Health of Jack Russell Terriers
The Jack Russell Terrier is by nature a robust and healthy breed. However, there are a couple of hereditary health issues which you need to be aware of if you are considering buying a new puppy.
Late Onset Ataxia (LTA)
Late onset ataxia (LOA) in the Parson Russell terrier (PRT) and Jack Russell terrier (JRT) is a disease of incoordination of gait and lack of balance. The onset age for the disease is usually between 6 months and 1 year of age, when owners may start to notice that their dog is showing changes in gait pattern (often weaving of the hind limbs) and some difficulty balancing. The disease is progressive and affected dogs become increasingly uncoordinated with difficulty balancing, which makes moving around and everyday tasks such as going up and down stairs difficult. There is no treatment or cure for LOA and affected dogs are often euthanized, typically around two years after onset, on humane grounds as their quality of life diminishes.
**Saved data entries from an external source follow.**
PR #5666, opened 2026-07-22
feat(DST-1641): add ErrorState component and error states pattern

aromko:
# Description

Adds `ErrorState`, the error sibling of `EmptyState` from the DST-1496 convention: same anatomy (`title`, `description`, `action`, `headingLevel`), plus DOM passthrough (`role`, `tabIndex`, `ref`) so it works as an error boundary fallback. The boundary itself stays consumer-side.

Ships the docs to adopt it without reading the spike: a new ErrorState component page and an Error Boundaries pattern page covering the two tiers, the replaced-vs-annotated rule, retry microcopy, and the a11y contract (landmark, heading outline, focus vs `role="alert"`), with working react-error-boundary demos for both tiers. Cross-linked from Page, Panel, EmptyState, and SectionMessage.

The final error illustration is still with design, so the component ships with a placeholder (noted in code).

Closes DST-1641

## Screenshots / Preview

| Before | After |
| ------ | ----- |
|        |       |

## Test Instructions

1. Storybook: open `Components/ErrorState`, story **Page Tier**. Press "Break this page", confirm the content is replaced by a focused ErrorState below the intact page header, then "Try again" restores it.
2. Docs (`pnpm start`): open Patterns → Feedback → Error Boundaries and exercise the page-tier and region-tier demos the same way.
3. Unit and story tests run in CI (`pnpm test:unit ErrorState`, `pnpm test:sb`).

## Breaking Changes

No

## Checklist

- [ ] Storybook preview and Marigold docs preview are available
- [x] Stories added/updated (with `component-test` tag where applicable)
- [x] Unit tests added/updated
- [x] Component documentation added/updated (if it exists)
- [ ] Accessibility reviewed against [ARIA APG](https://www.w3.org/WAI/ARIA/apg/) (for new/changed interactive components)
- [ ] Visual regression tests updated (for UI changes)
- [x] Changeset added (`pnpm changeset`)

PR #5675, opened 2026-07-24
feat(DST-1543): add `marigold migrate` codemods for breaking releases

aromko:
# Description

Adds `marigold migrate [version]` to `@marigold/cli`: data-driven codemods for breaking style and HTML-structure changes in consumer themes and application code.

The core design goal: **per-version work is data, not code**. The transforms in `lib/codemod/primitives/` are version-agnostic; everything v18-specific lives in `manifests/v18.ts` (slot sets, swap baselines, icon renames, token changes), so a future v19 migration is a new manifest, not new transform code. Codegen for those manifests plus the CI drift check is the follow-up ticket DST-1650.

These dogs have two normal copies of DNA and are likely to be clear of LOA. The results of our research suggest that there may be other causes of ataxia in the breed so we cannot exclude the formal possibility that clear dogs could develop a genetically different form of ataxia due to other mutations that are not detected by this test.
These dogs have one copy of the LOA associated mutation and one normal copy of DNA. These dogs will not develop LOA themselves as a result of the LOA mutation, but they will pass the mutation on to approximately 50% of their offspring. The results of our research suggest that there may be other causes of ataxia in the breed so we cannot exclude the formal possibility that carriers could develop a genetically different form of ataxia due to other mutations that are not detected by this test.
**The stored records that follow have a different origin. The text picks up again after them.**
PR #5679, opened 2026-07-27
test(DST-1590): cover ghost Button disabled/loading on every ground

sebald:
# Description

`ui-state-disabled` paints the opaque, white-calibrated `--color-disabled-surface`. `ActionBar` cascades `variant="ghost"` onto its plain `<Button>` children, so a loading or disabled bulk action renders as a **near-white pill on the dark bar**, with a dark spinner on top. On the charcoal-100 page the same fill matches the ground exactly, so the button disappears entirely. `text-disabled` on that fill measures **2.08:1**.

Neither state had a story, so VRT has never seen it. **This PR adds the coverage only** — no behavior, token or style changes. The fix itself is DST-1590.

- `Components/ActionBar → DisabledAndLoading` — rest / disabled / loading on the bar's dark `ui-contrast` ground
- `Components/Button → GhostStatesOnBackground` — the same three states across surface / page / contrast

Added as a *new* Button story rather than extending the baselined `GhostOnBackground`, so existing Chromatic snapshots stay put. Both stories carry doc comments explaining the cause and pointing at DST-1590, so the snapshots don't get "fixed" by accident.

Related: DST-1590 (this PR does not close it — it is the regression coverage landing ahead of the token work)

## Screenshots / Preview

| Before | After |
| ------ | ----- |
|        |       |

## Test Instructions

1. `pnpm sb`, open `Components/ActionBar → DisabledAndLoading`. The "Copy" (disabled) and loading actions render as light blocks on the dark bar; the disabled label sits at ~2:1 against its own fill.
2. Open `Components/Button → GhostStatesOnBackground`. Top row (white surface) is correct. Middle row (page) — the disabled and loading buttons have **no visible pill at all**, just a floating spinner. Bottom row (contrast) — white blocks.
3. `pnpm vitest run --config vite.config.ts --project=storybook-tests ActionBar Button`

## Breaking Changes

No

## Checklist

- [ ] Unit tests added/updated — N/A, no source changes
- [ ] Component documentation added/updated (if it exists) — N/A
- [ ] Visual regression tests updated (for UI changes) — adds two new snapshots; not triggered
- [ ] Changeset added (`pnpm changeset`) — N/A, `*.stories.tsx` only, no published behavior change

---

**Note for the reviewer:** while writing the ActionBar play function I found a separate defect — a pending `<Button>` has **no accessible name**. `loading` swaps the label for a `visibility: hidden` copy (`Button.tsx:93-99`), which removes it from the accessibility tree. Confirmed in both testing-library's and Chromium's name computation. The play function therefore queries the pending button by `data-pending` rather than by name, so the test doesn't lock the bug in. Unrelated to the colour work; needs its own ticket.

### DIFF
--- a/packages/components/src/ActionBar/ActionBar.stories.tsx
+++ b/packages/components/src/ActionBar/ActionBar.stories.tsx
@@ -110,6 +110,65 @@ export const WithoutClearButton = meta.story({
   ),
 });
 
+/**
+ * Inactive states on the ActionBar's dark `ui-contrast` ground.
+ *
+ * The bar cascades `variant="ghost"` onto its plain `<Button>` children, and a
+ * ghost Button takes its disabled/pending fill from `ui-state-disabled` — which
+ * paints the opaque, white-calibrated `--color-disabled-surface`. On this ground
+ * that reads as a light block rather than a receding one. Kept as a snapshot so
+ * the regression is visible in VRT; see DST-1590.
+ */
+export const DisabledAndLoading = meta.story({
+  tags: ['component-test'],
+  args: {
+    selectedItemCount: 2,
+  },
+  render: args => (
+    <ActionBar {...args}>
+      <Button onPress={fn()}>
+        <Pencil />
+        Edit
+      </Button>
+      <Button disabled>
+        <Copy />
+        Copy
+      </Button>
+      <Button loading>
+        <Trash2 />
+        Delete
+      </Button>
+    </ActionBar>
+  ),
+  play: async ({ canvas, step }) => {
+    await step('the enabled action stays operable', async () => {
+      await expect(canvas.getByRole('button', { name: 'Edit' })).toBeEnabled();
+    });
+
+    await step('the disabled action is not operable', async () => {
+      await expect(canvas.getByRole('button', { name: 'Copy' })).toBeDisabled();
+    });
+
+    await step(
+      'the loading action is marked pending, not disabled',
+      async () => {
+        // Queried by state rather than by name: `loading` swaps the label for a
+        // `visibility: hidden` copy, so a pending Button currently has *no*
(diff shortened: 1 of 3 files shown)


packages/components/src/ActionBar/ActionBar.stories.tsx
```diff
@@ -110,6 +110,65 @@ export const WithoutClearButton = meta.story({
...
+        <Copy />
+        Copy
+      </Button>
+      <Button loading>
+        <Trash2 />
+        Delete
+      </Button>
+    </ActionBar>
+  ),
+  play: async ({ canvas, step }) => {
```
aromko: rewrite as .test pls.

sebald: Done in 10f5abe — moved all three assertions into `ActionBar.test.tsx` (importing `DisabledAndLoading` rather than building a fixture) and dropped the `play` function here.

You're right that none of them needed a real browser: they only read ARIA state off the rendered output, so jsdom is enough and it's ~4s faster per run.

`DisabledAndLoading` stays as a story because the actual point of DST-1590 is visual — the ghost Button's opaque `--color-disabled-surface` reading as a light block on the bar's dark `ui-contrast` ground. That only shows up in VRT. Kept the `component-test` tag so it still gets a smoke render, same as `WithoutClearButton` above.

One thing worth flagging: the pending button is still queried via `data-pending` instead of by name, because `loading` swaps the label for a `visibility: hidden` copy and the button ends up with no accessible name (WCAG 4.1.2). That's fixed on `DST-1660-loading-button-accessible-name`, which isn't in `main` yet — once it lands, this test can query by name and the comment above it can go.

aromko (approved):

PR #2411, opened 2026-05-02
`Bugfix`: Fix PDF export footer timestamp and link border

az108:
#### General

#### Server

> Note on server tests: this is a presentational PDF fix (timestamp formatting + iText link annotation border). The existing service has no unit tests around the metadata footer because the surrounding helpers also do not (see `formatToBerlinDate` etc.), and unit-testing iText annotation flags is fragile. Verified via `./gradlew compileJava` and the manual steps below.

### Motivation and Context

Closes #2410.

QA reported two visual issues with the metadata footer of exported PDFs (\"This document was created on … by … using TumApply.\"):

1. The timestamp is one hour behind the user's local time — on the production JVM (UTC) the footer renders UTC, not Munich time, with no zone indicator.
2. The \"TumApply\" hyperlink is wrapped in a thin blue outline rectangle on top of the underlined text.

### Description

- **Timestamp:** `PDFExportService.buildMetadataText` used `LocalDateTime.now()` without a zone. The same service already reads instants in `ZoneId.of(\"Europe/Berlin\")` for every other date helper (`formatToBerlinDate`, `formatToBerlinTime`, `formatToBerlinDateTime`). Aligned the footer to use the same zone so the timestamp is always Munich local time.
- **Link border:** iText's `Link` element creates a `PdfLinkAnnotation` whose default border is a 1pt solid line. That renders as a blue outline rectangle around \"TumApply\" on top of our underline. Calling `tumapplyLink.getLinkAnnotation().setBorder(new PdfArray(new float[] { 0, 0, 0 }))` removes only the annotation border; the styling on the `Link` element (colour, underline, font) is preserved.

### Steps for Testing

Prerequisites:

1. Start the server locally.
2. Log in.

Test 1 — applicant PDF export (timestamp + link):

1. As an applicant, export an application as PDF.
2. Open the PDF and scroll to the metadata footer.
3. The timestamp matches your Munich wall clock (within a minute).
4. The word \"TumApply\" is shown only as underlined coloured text — no rectangle around it.

Test 2 — professor PDF export:

1. As a professor, export a job as PDF.
2. Same checks as in Test 1.

Test 3 — production-like UTC JVM:

1. Run the server with `-Duser.timezone=UTC` (or in a Docker image whose container TZ is UTC).
2. Export a PDF and confirm the footer still shows Munich local time, not UTC.

#### Code Review

- [x] Code Review 1

#### Manual Tests

- [ ] Test 1 — applicant export: timestamp is local, no link box
- [ ] Test 2 — professor export: same
- [ ] Test 3 — UTC JVM: timestamp still shows Munich time

### DIFF
--- a/src/main/java/de/tum/cit/aet/core/service/PDFExportService.java
+++ b/src/main/java/de/tum/cit/aet/core/service/PDFExportService.java
@@ -480,7 +480,11 @@ public class PDFExportService {
     private String buildMetadataText(Map<String, String> labels) {
         StringBuilder metadata = new StringBuilder();
 
-        String currentDateTime = LocalDateTime.now().format(DATETIME_FORMATTER);
+        // Render the footer timestamp in Munich time. Production JVMs run on UTC, so a plain
+        // LocalDateTime.now() footer is one hour behind during CET (or two during CEST), which
+        // is misleading for the user reading the PDF. Matches the pattern used by the other
+        // date helpers in this service.
+        String currentDateTime = LocalDateTime.now(ZoneId.of("Europe/Berlin")).format(DATETIME_FORMATTER);
         metadata.append(labels.get("thisDocumentWasGeneratedOn"));
         metadata.append(currentDateTime);
 
--- a/src/main/java/de/tum/cit/aet/core/service/PDFExportService.java
+++ b/src/main/java/de/tum/cit/aet/core/service/PDFExportService.java
@@ -47,8 +47,9 @@ public class PDFExportService {
     /**
      * Exports application details to PDF
      *
-     * @param app    the ApplicationDetailDTO containing application data
-     * @param labels translation labels for PDF content
+     * @param app      the ApplicationDetailDTO containing application data
+     * @param labels   translation labels for PDF content
+     * @param timezone IANA zone id used to render the footer "generated on" timestamp; falls back to Europe/Berlin when null/blank/invalid
      * @return the PDF file as Resource
      */
     public Resource exportApplicationToPDF(ApplicationDetailDTO app, Map<String, String> labels, String timezone) {
@@ -159,8 +160,9 @@ public class PDFExportService {
     /**
      * Exports job details to PDF
      *
-     * @param jobId  the job ID
-     * @param labels translation labels for PDF content
+     * @param jobId    the job ID
+     * @param labels   translation labels for PDF content
+     * @param timezone IANA zone id used to render the footer "generated on" timestamp; falls back to Europe/Berlin when null/blank/invalid
      * @return the PDF file as Resource
      */
     public Resource exportJobToPDF(UUID jobId, Map<String, String> labels, String timezone) {
@@ -228,6 +230,7 @@ public class PDFExportService {
      *
      * @param jobFormDTO the job form data
      * @param labels     translation labels for PDF content
+     * @param timezone   IANA zone id used to render the footer "generated on" timestamp; falls back to Europe/Berlin when null/blank/invalid
      * @return the PDF file as Resource
      */
     public Resource exportJobPreviewToPDF(JobFormDTO jobFormDTO, Map<String, String> labels, String timezone) {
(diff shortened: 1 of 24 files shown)


src/main/java/de/tum/cit/aet/core/service/PDFExportService.java
```diff
@@ -480,7 +480,7 @@ public String generateApplicationFilename(String jobTitle, String applicationLab
     private String buildMetadataText(Map<String, String> labels) {
         StringBuilder metadata = new StringBuilder();
 
-        String currentDateTime = LocalDateTime.now().format(DATETIME_FORMATTER);
+        String currentDateTime = LocalDateTime.now(ZoneId.of("Europe/Berlin")).format(DATETIME_FORMATTER);
```
CelineLahnor: Maybe we could use the user’s local ZoneId, so the displayed time always matches their current local time, no matter where they are?

CelineLahnor (changes requested):
Thank you I left a small suggestion :)

src/main/java/de/tum/cit/aet/core/service/PDFExportService.java
CelineLahnor, line 303: exportInterviewToPDF(...) has no timezone parameter, so interview PDFs cannot become viewer-local through the same path as the other exports.

src/main/java/de/tum/cit/aet/core/service/PDFExportService.java
```diff
@@ -344,7 +349,7 @@ public Resource exportInterviewToPDF(Interviewee interviewee, Application app, J
         builder.startInfoSection(labels.get("interviewNotes")).addSectionContent(getValue(interviewee.getAssessmentNotes()));
 
         // Footer
-        builder.setMetadata(buildMetadataText(labels));
+        builder.setMetadata(buildMetadataText(labels, null));
```
CelineLahnor: What is the intention to ignore the viewers timezone here?

src/main/java/de/tum/cit/aet/core/service/PDFExportService.java
CelineLahnor, line 371: Here is still hardcode ZoneId.of("Europe/Berlin")

CelineLahnor: Here as well

CelineLahnor: Same here

src/main/java/de/tum/cit/aet/core/service/PDFExportService.java
```diff
@@ -472,15 +477,35 @@ public String generateApplicationFilename(String jobTitle, String applicationLab
...
+     * @param timezone IANA zone id used to render the "generated on" timestamp;
+     *                 falls back to Europe/Berlin when null/blank/invalid
      * @return formatted metadata string
      */
-    private String buildMetadataText(Map<String, String> labels) {
+    private String buildMetadataText(Map<String, String> labels, String timezone) {
         StringBuilder metadata = new StringBuilder();
 
-        String currentDateTime = LocalDateTime.now().format(DATETIME_FORMATTER);
+        String currentDateTime = LocalDateTime.now(resolveZone(timezone)).format(DATETIME_FORMATTER);
```
CelineLahnor: Can you please use this logic for the interview helpers as well?

CelineLahnor (changes requested):
We now use viewer-local timezones, which is the right direction, but this needs to be applied consistently across the whole PDF. Otherwise, users downloading from another timezone will get mixed-zone timestamps in the same document.

Cathy0123456789:
> We now use viewer-local timezones, which is the right direction, but this needs to be applied consistently across the whole PDF. Otherwise, users downloading from another timezone will get mixed-zone timestamps in the same document.

I disagree, I think no user is going to actually look at it. Also, we internally store it in UTC and it is a standard. The JSON export would then also just use UTC and everything is consistent. I would write it in the PDF that the date/time is UTC and that should be fine then. Also, that saves us a lot of unnecessary code.

CelineLahnor (approved):
This is good for me

Cathy0123456789 (approved):
Tested locally, PDF looks good, thank you. JSON doesn't show UTC time for me, rather my local time, but can be checked follow up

These dogs have two copies of the LOA associated mutation and have a very high chance of developing LOA.
Primary Lens Luxation (PLL)
Primary Lens Luxation (PLL) is a well-recognised, painful and blinding inherited eye condition that affects many breeds of dog, particularly terrier and terrier-type breeds including (but not restricted to) Miniature bull terriers, Tibetan terriers, Jack and Parson Russell terriers, Lancashire Heelers and Chinese Crested dogs, also the Australian Cattle Dog, Sealyham Terrier, Welsh Terrier, Wire Fox Terrier and Yorkshire Terrier.
In affected dogs the zonular fibres which support the lens breakdown or disintegrate, causing the lens to fall into the wrong position within the eye. If the lens falls into the anterior chamber of the eye glaucoma and loss of vision can quickly result.
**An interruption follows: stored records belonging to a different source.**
PR #2450, opened 2026-05-03
`General`: Change the subject area selector visibility to always be visible

### LINKED ISSUE #2330: Change the subject area selector visibility to always be visible
### Description

Currently the subject area selector visible only when the “Receive Notifications” toggle is on. We want to keep the subject area selector visible even when notifications are disabled, so users can review or prepare their preferences in advance.

### Tasks

- Make the subject area selector visible even when the “Receive Notifications” toggle is off
- Adjust the info text accordingly

### Acceptance Criteria

_No response_

CelineLahnor:
#### General

#### Client

### Motivation and Context

Closes #2330 

### Description

This PR changes the subject area selector to always be visible even when notifications are disabled, so users can review or prepare their preferences in advance. 

1. Log in as applicant
2. Go to settings -> notifications
3. Enable and Disable the notifications settings and verify the selector always stays visible

#### Code Review

- [ ] Code Review 1

#### Manual Tests

- [ ] Test 1

#### Client

| notification-settings.component.ts | 100.00% | 180 | 53 | 29.4 |

_Last updated: 2026-05-03 15:58:29 UTC_


src/main/webapp/app/shared/settings/notifications/notification-settings.component.html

these dogs have two normal copies of DNA. Research has demonstrated clear dogs will not develop PLL as a result of the mutation, although we cannot exclude the possibility, they might develop PLL due to other causes, such as trauma or the effects of other, unidentified mutations.
these dogs have one copy of the mutation and one normal copy of DNA. Research has demonstrated that carriers from some breeds have a very low risk of developing PLL. The majority of carriers do not develop PLL during their lives, but a small percentage do.
We do not currently know why some carriers develop the condition whereas the majority do not, and we advise that all carriers have their eyes examined by a veterinary ophthalmologist every 6- 12 months, from the age of 2, throughout their entire lives.
these dogs have two copies of the mutation and will almost certainly develop PLL during their lifetime. All genetically affected dogs have their eyes examined by a veterinary ophthalmologist every 6 months, from the age of 18 months, so the clinical signs of PLL are detected as early as possible.
Spinocerebellar Ataxia (SCA)
The mutation for Spinocerebellar Ataxia with or without Myokymia and Seizures (SCA) was identified by the University of Missouri and a DNA test is available. Affected dogs show signs of cerebellar ataxia as early as 2-6 months of age. At post-mortem examinations, degeneration can be found in the areas of the spinal cord that carry information to the cerebellum, hence the term spino-cerebellar ataxia. The coordination difficulties progress, but in addition other signs can develop. Most cases also develop myokymia, an involuntary twitching of the muscles. The myokymia also becomes progressively worse with age and can result in episodes of generalized muscle spasms and over-heating. In addition, a small percentage of dogs with SCA have true epileptic seizures, some as young as 10 weeks of age. Most dogs with SCA are also euthanized young due to poor quality of life.
these dogs have no copies of the mutant gene responsible for the condition and will neither develop the condition nor pass the gene on to their offspring.
these dogs have one copy of the normal gene and one copy of the mutant gene; they will not develop the condition, but will pass a mutant gene on to approximately half of their offspring.
these dogs have two copies of the mutant gene that causes the condition and will develop the disease.